# Grüner Sonnenbarsch (Grasbarsch)



## Teichforum.info (10. Juni 2004)

Hallo. 

Ich hab mal eine Frage. 
Kann man Grüne __ Sonnenbarsche _(Lepomis cyanellus)_ im Gartenteich überwintern?  
Eigentlich sind es ja Kaltwasserfische, hab aber gelesen das sie es wärmer als andere Sonnenbarsche brauchen. 
Ich hatte schon mal einen, den habe ich aber im Winter im AQ überwintert, weil der Teich da noch zu klein war.
Und kann mir vieleicht jemand sagen wo ich Grüne Sonnenbarsche und  Groß-Ohr Sonnenbarsche _(Lepomis megalotis)_ herbekomme?

Wäre cool wenn mir einer helfen könnte!














Schöne Grüße 
Mirko


----------



## Teichforum.info (10. Juni 2004)

Da hast du dir aber zwei schöne "Amerikaner" rausgesucht!!

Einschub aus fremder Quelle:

PR #2319, opened 2014-12-02
Expose Less parsing as a top level feature of the less package

jackwanders:
Converting a Less stylesheet into an AST is a valuable piece of functionality, and worthy of being easily accessible to consumers of less.js. There have been issues submitted in the past about accessing the AST generated by the LESS parser, and without copy/pasting much of the code found within `lib/render.js`, it has thus far been a difficult task.

This pull request strips the parsing functionality out of `render.js` and moves it to `parse.js`, making it a top level property of the `less` module. In the same way that `less.render` takes a less string and returns a css string, `less.parse` takes a less string and returns a less AST.

I would also like to propose having the option to have extra data attached to this AST (for example, line/column location information for tokens like rules, imports, variables, mixin calls, etc), but before I started working on that, I wanted to get your opinion on this feature first.

Thanks.

### DIFF
--- a/lib/less/index.js
+++ b/lib/less/index.js
@@ -17,6 +17,7 @@ module.exports = function(environment, fileManagers) {
         ParseTree: (ParseTree = require('./parse-tree')(SourceMapBuilder)),
         ImportManager: (ImportManager = require('./import-manager')(environment)),
         render: require("./render")(environment, ParseTree, ImportManager),
+        parse: require("./parse")(environment, ParseTree, ImportManager),
         LessError: require('./less-error'),
         transformTree: require('./transform-tree'),
         utils: require('./utils'),
--- a/lib/less/parse.js
+++ b/lib/less/parse.js
@@ -1,0 +1,61 @@
+var PromiseConstructor = typeof Promise === 'undefined' ? require('promise') : Promise,
+    contexts = require("./contexts"),
+    Parser = require('./parser/parser'),
+    PluginManager = require('./plugin-manager');
+
+module.exports = function(environment, ParseTree, ImportManager) {
+    var parse = function (input, options, callback) {
+        options = options || {};
+
+        if (typeof(options) === 'function') {
+            callback = options;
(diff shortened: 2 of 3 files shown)


lukeapage:
> I don't disagree that less syntax can get complicated. Was the de-publicizing of less.parse a decision made in order to simplify other areas of the codebase, or was it done more as a deprecation measure because it wasn't getting much use in the wild?

It was done to
a) allow us to pull apart the parser that was previously doing things a "parser" doesn't typically do
b) allow us to change the interface if needed and at some point have an async implementation of eval or one of the visitors, which was previously done in the parse method

lukeapage:
I've merged it in, its a good refactor and I don't see any harm in exposing the parseTree (it will not be useful to most people but we do expose the parse tree for visitor plugins already)

matthew-dean:
>  I can't see it leaded to something valuable but certain misuses, sorry.

@seven-phases-max I don't get this at all. What harm is it to anyone else if someone "misuses" a JavaScript file? If it's from a support / question answering perspective, we can always have a "public / supported" API, yet still expose all parts of the library so that makers / developers can create unique and unexpected extensions to less without having to fork / alter the core library. Less.js devs have no obligation to provide support for third-party plugins, and we can provide fair warning that "private" methods may change, so wouldn't that be sufficient?

@lukeapage :+1: saw you merged this in as I was typing.

seven-phases-max:
>I don't get this at all. What harm is it to anyone else if someone "misuses" a JavaScript file?

@matthew-dean  What I mean is that by keeping some code there "just in case" (i.e. it does not have any specific purpose except "maybe someday someone may find some use of it") we just make unnecessary complications there (so when we'll need some API for something  a bit more real we'll came to this with this not necessary luggage of functions/interfaces we'll had to keep at least some backward-compatibility with while as it always happens those new stuff will need *different* functions/interfaces). Not really a big deal (since it is already been there anyway,  just a matter of keeping things simple).

PR #3709, opened 2022-04-02
Fix eslint  warnimg

### LINKED ISSUE #3224: [Maintenance Task] - Review ESLint settings and fix linting issues
A while ago I switched the project from JSHint to ESLint (the latter being better-maintained and offering more features). However, I set many of the settings as warnings because I didn't have time to address potential issues. Nor did I really have time to tweak linting for settings that make the code more maintainable.

So, the task would essentially be to look at ESLint warnings, and see what can be safely addressed. (For example, a lot of the `==` equality warnings may not be "fixable" to `===` without testing for every value that passes through that check.) It would be helpful to also set warnings for things to address in the future / ongoing, such as enforcing JSDoc documentation.

lumburr:
**What**: fix #3224

**Why**:

**How**:

Use a new utils function replace `v == null` to fix eslint warning.
It's a code style issue. We also can chage ESlint config option "no-eq-null" to fix it. Which plan are we going to take? I will update my pr if it needs to change.

**Checklist**:

- [ ] Documentation N/A
- [ ] Added/updated unit tests N/A
- [x] Code complete


matthew-dean:
So, I don't agree with this approach. I think the better way is to figure out what `foo == null` was intended to check for. If it's just checking for a "falsey` value, it should just be `!foo`.

That is, someone should log all these cases of `== null` with a typeof during testing to see what exactly are the types of values getting loosely checked against null, and then re-write this in a way that is more clear. That's IMO a better approach rather than just adding a bunch of function wrappers, which possibly degrades performance.

lumburr:
1. Conclusion : currentDirectory---- is related to the file, there are only two possible undefined or normal value
currentDirectory comes from the file information in the node and will be given a default value of `{}`.
// packages/less/src/less/environment/environment.js
`class Environment {
    getFileManager(filename, currentDirectory, options, environment, isSync) {
        if (currentDirectory == null) {
            logger.warn('getFileManager called with null directory.. Please report this issue. continuing.');
        }
    }
}`
// packages/less/src/ess/tree/node.js
`fileInfo() {
	return this._fileInfo || (this.parent && this.parent.fileInfo()) || {};
}`

matthew-dean:
Thanks for doing this research!

matthew-dean (approved):

PR #3712, opened 2022-04-15
use explicit path

jimmywarting:
**What**:

I changed some imports to be explicit (regarding ESM rules)
Remote sources can't just guess what file you meant to import... things such as index.js is bad...

**Why**:

File extension is [mandatory](https://nodejs.org/dist/latest-v17.x/docs/api/esm.html#mandatory-file-extensions)

**How**:

my vscode settings automatically trims whitespace, so those got included as well...

**Checklist**:

- [ ] Documentation
- [ ] Code complete


matthew-dean:
I'm confused about this. I don't see a Github issue or anything that provides context as to why this is necessary other than developer preference.

jimmywarting:
I for instances would like to be able to use the original code rather than some down leveled compiled version

jimmywarting:
From node's docs: 

> Mandatory file extensions[#](https://nodejs.org/dist/latest-v17.x/docs/api/esm.html#mandatory-file-extensions)
A file extension must be provided when using the import keyword to resolve relative or absolute specifiers. Directory indexes (e.g. './startup/index.js') must also be fully specified.

> This behavior matches how import behaves in browser environments, assuming a typically configured server.

matthew-dean:
The source code right now is meant to be transpiled. Although I think it would be great if we moved back to a non-transpiled model, based on current supported Node versions. (The problem in the past is that there were breaking changes for downstream dependents that expected functions / function prototypes vs. classes.)

But in the short term, I would be hesitant to make this change without some kind of exploration of side-effects.

jimmywarting:
can this be merged?

jimmywarting:
can this be merged?
or would you rather have wanted me to send smaller changes / PR's?

matthew-dean:
No, I don't see how this can be merged as there are no tests proving this doesn't break in any Node environment when imported directly.

jimmywarting:
> there are no tests proving this doesn't break in any Node environment when imported directly.

It still dose very much depends on compiling the source and consumers do still importing the build version.
as there are not yet any place where it imports the original (uncompiled) source directly.

in any case. how do you propose we go about it and write a test for this?
i don't believe just adding `.js` will "break" things

iChenLei:
It appears that the e2e test has failed, and it's not due to this PR. I will attempt to fix the CI.

matthew-dean:
Closing - stale (4 years), touches 65 files, and has conflicts. Too much churn for the current state of the codebase.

Die wirst du wenn überhaupt nur im Aquarienhandel bekommen.Die zu finden wird aber schwer ,weil hier kein interesse an solchen Fischen besteht ,da __ Raubfische.......

Lorenz


----------



## Teichforum.info (10. Juni 2004)

Hi.

Ja, ich weis. Ich hatte nur mal einen Grünen Sonnenbarsch durch Zufall bekommen, denn hat aber leider die Katze oder der __ Reiher geholt. 
Hab auch schon bei einigen Zoohändlern nachgefragt aber keiner kann die mir besorgen.
Vor kurzem hab ich einen Pfauenaugen-Sonnenbarsch bekommen, auch nur durch Zufall.

Im Leipziger Zoo habe sie Grüne. Ob man da Chancen hat welche zu bekommen???



Schöne Grüße
Mirko


----------



## Teichforum.info (10. Juni 2004)

Hallo Mirko,

frag doch bei nächsten Zoobesuch einfach mal den zuständigen Tierpfleger, ob sie welche überhaben und abgeben möchten... Kommt schon manchmal vor!

Ob so einer für den Teich geeignet ist :nixweiss: ..keine Ahnung!

Ich hab mir letzte Woche jedenfalls einen Sonnenbarsch zugelegt...  


LG Annett


----------



## Teichforum.info (10. Juni 2004)

Hi.

Na gut, da werd ich das nächste mal fragen. Hab gerade gesehen das du ja auch in der Nähe von Leipzig wohnst.
Anders werd ich wohl an die auch nicht rankommen, außer wieder durch Zufall. Wie bei meinem Pfauenaugen-Sonnenbarsch, da bin ich echt froh das ich den hab!

Die Normalen __ Sonnenbarsche (Lepomis gibbosus) kann man im Teich überwintern aber bei einigen anderen Arten bin ich mir nicht so sicher, da sie es in ihrer Heimat etwas wärmer haben.

Und wie gefällt dir sein Sonnenbarsch oder hast du ihn auch nur Jungfischfresser gekauft?



Schöne Grüße
Mirko


----------



## Teichforum.info (10. Juni 2004)

Hallo Mirko,

ich hab ihn mir vor allem als Jungfischvertilger gekauft.. die Goldis vermehren sich explosionsartig... 

In der Tüte war er sehr lebendig... hat versucht raus zukommen..  

Im Teich hab ich ihn schon ein..zweimal gesehen... hoffentlich sind die Goldis nicht schon zu groß...


LG Annett


----------



## Teichforum.info (11. Juni 2004)

Hallo Mirko,

"Lepomis cyanellus" sollten meines Wissens nach in Aquarien gehalten werden.

Der optimale Lebensraum und die Temparatur liegen zwischen 18-20 Grad.

Die Überlebenschancen im Teich/Winter sind äußerst gering!


----------



## Teichforum.info (11. Juni 2004)

Hi Thorsten.

Stimmts die Temperatur hast du aus dem MERGUS Band 1 oder? Die Werte sind zwar evtl. die Optimalwerte, Grüne __ Sonnenbarsche halten es aber auch wesentlich kälter aus. Ich weis nur nicht ob sie es im Winter bei 4°C auch aushalten. Ich hatte ja schon mal einen und der hat sich bei 8°C auch noch sehr wohl gefühlt.
Kennst du vielleicht einen Händler der mir die besorgen kann?



Schöne Grüße
Mirko


----------



## Teichforum.info (11. Juni 2004)

Hallo Mirco,

das er sich noch bei 8 Grad wohlfühlt, mag ja sein....aber was ist wenn es der Teich zugefroren ist?

Würde mich da jetzt nicht unbedingt drauf verlassen.   
Im Winter sind Temperaturen unter 8 Grad eher angesagt   

Einen Händler der diesen __ Barsch verkauft, habe ich leider auch nicht.

Muss ich passen....


----------